### [Data shown]
BEGIN

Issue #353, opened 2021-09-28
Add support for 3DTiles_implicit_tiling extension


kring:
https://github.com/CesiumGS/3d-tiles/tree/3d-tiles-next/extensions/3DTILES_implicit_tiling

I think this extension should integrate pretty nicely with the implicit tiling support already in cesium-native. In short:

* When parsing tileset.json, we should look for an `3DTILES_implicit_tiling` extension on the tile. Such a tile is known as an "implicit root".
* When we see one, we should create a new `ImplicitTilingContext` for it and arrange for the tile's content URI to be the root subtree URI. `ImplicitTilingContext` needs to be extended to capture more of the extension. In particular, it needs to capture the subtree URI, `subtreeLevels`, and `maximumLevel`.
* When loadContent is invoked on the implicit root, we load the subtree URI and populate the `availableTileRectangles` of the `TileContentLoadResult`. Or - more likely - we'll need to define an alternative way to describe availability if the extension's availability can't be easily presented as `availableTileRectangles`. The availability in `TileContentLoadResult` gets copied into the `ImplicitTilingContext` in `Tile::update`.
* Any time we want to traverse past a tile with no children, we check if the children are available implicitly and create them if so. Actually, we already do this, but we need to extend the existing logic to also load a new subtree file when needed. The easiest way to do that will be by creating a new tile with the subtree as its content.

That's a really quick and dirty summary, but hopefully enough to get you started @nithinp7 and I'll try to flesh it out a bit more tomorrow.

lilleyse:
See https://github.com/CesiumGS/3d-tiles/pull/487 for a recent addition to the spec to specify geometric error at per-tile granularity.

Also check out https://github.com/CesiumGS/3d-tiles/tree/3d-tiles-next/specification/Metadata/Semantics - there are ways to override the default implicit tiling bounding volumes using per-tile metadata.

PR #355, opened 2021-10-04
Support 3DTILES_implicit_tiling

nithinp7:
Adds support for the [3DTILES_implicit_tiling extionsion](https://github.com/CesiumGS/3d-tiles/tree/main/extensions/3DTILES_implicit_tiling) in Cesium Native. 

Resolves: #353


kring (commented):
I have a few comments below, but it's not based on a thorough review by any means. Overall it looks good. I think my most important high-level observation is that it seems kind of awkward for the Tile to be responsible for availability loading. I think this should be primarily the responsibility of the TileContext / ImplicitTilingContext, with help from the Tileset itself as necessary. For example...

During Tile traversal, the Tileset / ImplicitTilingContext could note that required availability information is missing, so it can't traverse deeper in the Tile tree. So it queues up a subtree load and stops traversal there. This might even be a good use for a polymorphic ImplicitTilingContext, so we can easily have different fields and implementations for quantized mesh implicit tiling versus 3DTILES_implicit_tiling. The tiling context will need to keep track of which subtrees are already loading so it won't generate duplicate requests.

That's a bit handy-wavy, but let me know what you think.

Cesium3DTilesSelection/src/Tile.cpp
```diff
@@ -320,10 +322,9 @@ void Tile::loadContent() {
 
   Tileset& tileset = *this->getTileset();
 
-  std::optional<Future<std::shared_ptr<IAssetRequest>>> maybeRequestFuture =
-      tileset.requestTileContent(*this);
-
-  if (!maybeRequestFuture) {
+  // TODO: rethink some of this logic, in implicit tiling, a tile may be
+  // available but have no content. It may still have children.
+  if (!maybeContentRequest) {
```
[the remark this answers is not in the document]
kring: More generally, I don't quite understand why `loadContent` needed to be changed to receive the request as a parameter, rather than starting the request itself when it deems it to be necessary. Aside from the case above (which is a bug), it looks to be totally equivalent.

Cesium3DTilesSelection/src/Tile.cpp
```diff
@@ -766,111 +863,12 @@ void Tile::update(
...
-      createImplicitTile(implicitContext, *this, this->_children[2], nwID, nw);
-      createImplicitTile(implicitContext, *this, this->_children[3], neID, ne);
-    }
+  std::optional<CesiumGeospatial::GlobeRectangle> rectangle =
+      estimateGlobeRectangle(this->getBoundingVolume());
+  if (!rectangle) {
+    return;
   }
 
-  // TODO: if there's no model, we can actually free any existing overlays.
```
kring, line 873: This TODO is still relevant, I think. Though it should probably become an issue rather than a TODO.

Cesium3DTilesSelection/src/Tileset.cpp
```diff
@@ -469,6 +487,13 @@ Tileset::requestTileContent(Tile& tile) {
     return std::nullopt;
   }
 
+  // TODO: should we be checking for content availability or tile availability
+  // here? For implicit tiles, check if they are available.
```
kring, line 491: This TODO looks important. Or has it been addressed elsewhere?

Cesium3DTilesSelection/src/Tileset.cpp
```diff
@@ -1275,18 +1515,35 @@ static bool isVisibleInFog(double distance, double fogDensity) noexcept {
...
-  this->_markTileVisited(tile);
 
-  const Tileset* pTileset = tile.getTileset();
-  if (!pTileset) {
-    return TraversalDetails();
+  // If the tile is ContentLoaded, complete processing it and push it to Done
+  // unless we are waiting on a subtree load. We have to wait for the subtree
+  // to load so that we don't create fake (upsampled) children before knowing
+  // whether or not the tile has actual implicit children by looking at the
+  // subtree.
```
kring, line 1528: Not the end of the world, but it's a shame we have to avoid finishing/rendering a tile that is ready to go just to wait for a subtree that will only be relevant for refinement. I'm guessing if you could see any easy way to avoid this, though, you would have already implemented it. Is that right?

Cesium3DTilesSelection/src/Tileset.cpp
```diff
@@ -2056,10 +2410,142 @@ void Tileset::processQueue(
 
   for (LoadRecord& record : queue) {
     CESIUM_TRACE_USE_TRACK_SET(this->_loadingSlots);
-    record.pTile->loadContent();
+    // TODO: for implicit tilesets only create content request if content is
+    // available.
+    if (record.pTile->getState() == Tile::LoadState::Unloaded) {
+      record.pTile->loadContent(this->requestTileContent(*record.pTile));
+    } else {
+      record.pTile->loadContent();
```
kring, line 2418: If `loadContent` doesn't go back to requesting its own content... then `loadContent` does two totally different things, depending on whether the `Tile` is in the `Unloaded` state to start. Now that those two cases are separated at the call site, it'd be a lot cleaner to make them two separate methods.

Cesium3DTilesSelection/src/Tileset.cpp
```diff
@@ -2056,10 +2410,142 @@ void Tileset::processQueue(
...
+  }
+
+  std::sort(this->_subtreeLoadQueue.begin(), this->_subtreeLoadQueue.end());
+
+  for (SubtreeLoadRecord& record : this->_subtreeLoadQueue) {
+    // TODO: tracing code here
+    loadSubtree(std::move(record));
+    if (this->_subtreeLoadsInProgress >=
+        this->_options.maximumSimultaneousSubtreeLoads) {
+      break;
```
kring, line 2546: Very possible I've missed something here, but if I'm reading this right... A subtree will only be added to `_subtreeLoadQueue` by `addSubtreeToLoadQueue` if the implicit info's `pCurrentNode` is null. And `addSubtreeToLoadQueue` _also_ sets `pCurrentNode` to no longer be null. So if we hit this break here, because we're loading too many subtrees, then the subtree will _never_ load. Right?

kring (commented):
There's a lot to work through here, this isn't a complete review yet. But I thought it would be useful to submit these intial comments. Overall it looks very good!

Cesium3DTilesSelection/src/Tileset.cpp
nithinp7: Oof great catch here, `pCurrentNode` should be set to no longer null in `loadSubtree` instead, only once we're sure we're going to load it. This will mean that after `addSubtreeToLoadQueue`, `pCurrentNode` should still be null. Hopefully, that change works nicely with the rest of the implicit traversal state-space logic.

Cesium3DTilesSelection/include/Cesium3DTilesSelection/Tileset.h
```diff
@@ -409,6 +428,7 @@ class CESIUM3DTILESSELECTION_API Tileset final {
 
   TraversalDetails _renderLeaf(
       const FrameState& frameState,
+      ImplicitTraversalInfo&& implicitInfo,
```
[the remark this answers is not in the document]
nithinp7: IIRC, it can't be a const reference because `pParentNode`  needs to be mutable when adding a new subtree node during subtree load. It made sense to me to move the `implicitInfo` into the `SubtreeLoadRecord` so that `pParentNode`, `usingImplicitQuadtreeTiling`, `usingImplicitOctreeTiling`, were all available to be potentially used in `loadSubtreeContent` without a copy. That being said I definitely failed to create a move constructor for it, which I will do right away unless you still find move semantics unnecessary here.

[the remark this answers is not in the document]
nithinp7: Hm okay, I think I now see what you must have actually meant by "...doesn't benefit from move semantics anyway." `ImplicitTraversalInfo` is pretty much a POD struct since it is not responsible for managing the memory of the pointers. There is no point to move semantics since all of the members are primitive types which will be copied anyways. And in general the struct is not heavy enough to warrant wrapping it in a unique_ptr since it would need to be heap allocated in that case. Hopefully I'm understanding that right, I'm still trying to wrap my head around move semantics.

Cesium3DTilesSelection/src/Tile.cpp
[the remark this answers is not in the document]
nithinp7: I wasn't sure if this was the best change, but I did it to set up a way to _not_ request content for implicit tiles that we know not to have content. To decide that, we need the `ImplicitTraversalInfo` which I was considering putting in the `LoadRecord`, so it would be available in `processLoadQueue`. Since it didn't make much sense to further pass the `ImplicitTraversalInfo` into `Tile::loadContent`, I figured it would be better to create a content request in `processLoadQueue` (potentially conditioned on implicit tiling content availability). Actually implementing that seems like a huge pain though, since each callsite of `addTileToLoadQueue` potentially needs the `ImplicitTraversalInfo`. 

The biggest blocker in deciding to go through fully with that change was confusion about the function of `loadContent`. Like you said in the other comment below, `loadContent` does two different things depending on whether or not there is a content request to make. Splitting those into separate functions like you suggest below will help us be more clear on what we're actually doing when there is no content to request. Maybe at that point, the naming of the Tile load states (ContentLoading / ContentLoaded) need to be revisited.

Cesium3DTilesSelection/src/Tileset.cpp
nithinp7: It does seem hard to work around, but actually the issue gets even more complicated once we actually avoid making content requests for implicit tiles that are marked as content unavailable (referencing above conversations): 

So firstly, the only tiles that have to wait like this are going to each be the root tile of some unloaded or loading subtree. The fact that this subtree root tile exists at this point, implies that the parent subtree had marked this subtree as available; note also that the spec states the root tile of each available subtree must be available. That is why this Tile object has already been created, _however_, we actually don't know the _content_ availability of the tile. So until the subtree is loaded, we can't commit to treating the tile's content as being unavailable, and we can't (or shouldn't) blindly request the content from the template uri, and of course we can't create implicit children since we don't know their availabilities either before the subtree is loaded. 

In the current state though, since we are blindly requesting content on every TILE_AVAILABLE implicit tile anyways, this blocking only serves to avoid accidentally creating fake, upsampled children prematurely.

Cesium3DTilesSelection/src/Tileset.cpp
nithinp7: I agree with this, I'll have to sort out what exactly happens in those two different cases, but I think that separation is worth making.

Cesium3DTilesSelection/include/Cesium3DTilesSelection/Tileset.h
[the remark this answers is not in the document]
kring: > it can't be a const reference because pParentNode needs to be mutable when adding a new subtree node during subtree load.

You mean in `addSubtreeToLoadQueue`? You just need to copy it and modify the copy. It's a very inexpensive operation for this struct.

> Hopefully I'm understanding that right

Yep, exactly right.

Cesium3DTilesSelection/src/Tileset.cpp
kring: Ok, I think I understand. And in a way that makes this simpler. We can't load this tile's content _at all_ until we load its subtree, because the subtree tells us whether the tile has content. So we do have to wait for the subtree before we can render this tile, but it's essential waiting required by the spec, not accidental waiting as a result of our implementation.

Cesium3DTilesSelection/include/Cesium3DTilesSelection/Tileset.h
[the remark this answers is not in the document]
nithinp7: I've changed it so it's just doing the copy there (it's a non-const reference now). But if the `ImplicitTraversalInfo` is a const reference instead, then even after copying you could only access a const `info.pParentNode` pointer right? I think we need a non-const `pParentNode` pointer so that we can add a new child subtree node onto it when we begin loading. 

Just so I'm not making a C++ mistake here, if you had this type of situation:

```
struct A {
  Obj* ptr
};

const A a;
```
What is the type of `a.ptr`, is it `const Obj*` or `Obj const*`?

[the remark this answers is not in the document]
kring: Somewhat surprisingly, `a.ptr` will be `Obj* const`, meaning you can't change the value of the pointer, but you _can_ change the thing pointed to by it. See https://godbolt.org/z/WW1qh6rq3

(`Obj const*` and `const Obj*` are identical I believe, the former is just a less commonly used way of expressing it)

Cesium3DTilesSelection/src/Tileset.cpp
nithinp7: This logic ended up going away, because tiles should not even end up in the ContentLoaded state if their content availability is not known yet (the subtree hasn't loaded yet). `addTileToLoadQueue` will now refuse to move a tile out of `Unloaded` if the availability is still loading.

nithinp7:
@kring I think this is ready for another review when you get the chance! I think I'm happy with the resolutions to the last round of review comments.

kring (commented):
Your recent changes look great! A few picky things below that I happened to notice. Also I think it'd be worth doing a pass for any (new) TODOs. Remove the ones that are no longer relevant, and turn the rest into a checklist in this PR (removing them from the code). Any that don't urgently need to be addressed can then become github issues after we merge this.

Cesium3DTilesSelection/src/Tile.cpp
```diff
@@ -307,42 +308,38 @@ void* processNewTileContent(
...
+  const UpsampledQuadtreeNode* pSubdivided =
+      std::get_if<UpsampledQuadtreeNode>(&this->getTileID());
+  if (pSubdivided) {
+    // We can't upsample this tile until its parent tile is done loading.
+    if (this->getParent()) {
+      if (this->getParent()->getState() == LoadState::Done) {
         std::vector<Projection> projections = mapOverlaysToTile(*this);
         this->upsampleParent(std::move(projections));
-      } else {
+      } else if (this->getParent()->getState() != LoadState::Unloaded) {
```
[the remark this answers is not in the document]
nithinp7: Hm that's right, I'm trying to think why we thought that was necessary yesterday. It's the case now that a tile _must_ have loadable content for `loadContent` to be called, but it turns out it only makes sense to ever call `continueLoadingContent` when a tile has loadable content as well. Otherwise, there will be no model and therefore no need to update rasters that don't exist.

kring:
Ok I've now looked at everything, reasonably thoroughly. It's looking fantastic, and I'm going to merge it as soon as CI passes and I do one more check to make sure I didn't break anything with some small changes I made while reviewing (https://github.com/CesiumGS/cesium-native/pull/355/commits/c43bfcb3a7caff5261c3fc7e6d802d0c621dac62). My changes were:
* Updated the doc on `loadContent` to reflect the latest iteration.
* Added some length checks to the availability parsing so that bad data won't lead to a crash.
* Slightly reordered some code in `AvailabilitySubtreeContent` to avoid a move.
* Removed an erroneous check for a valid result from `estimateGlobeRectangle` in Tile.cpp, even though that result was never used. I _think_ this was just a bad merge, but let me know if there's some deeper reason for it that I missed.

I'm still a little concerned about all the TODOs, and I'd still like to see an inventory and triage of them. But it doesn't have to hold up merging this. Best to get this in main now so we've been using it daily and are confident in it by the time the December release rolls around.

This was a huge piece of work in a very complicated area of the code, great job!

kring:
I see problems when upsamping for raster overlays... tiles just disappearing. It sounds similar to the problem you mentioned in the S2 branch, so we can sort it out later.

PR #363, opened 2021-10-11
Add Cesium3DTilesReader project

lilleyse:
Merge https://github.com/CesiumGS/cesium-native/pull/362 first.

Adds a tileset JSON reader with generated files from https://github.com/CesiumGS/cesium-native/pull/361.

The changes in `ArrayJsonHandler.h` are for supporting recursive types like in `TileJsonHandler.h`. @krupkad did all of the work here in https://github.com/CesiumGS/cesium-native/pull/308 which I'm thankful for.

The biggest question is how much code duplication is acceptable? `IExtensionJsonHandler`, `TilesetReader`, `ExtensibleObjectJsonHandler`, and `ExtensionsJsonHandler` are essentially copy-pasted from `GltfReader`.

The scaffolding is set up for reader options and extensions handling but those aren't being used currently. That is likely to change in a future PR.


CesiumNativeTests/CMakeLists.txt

END

### [Brief]
Which lines of the data contain "opened"? Copy them all.

### [Result]
Issue #353, opened 2021-09-28
PR #355, opened 2021-10-04
PR #363, opened 2021-10-11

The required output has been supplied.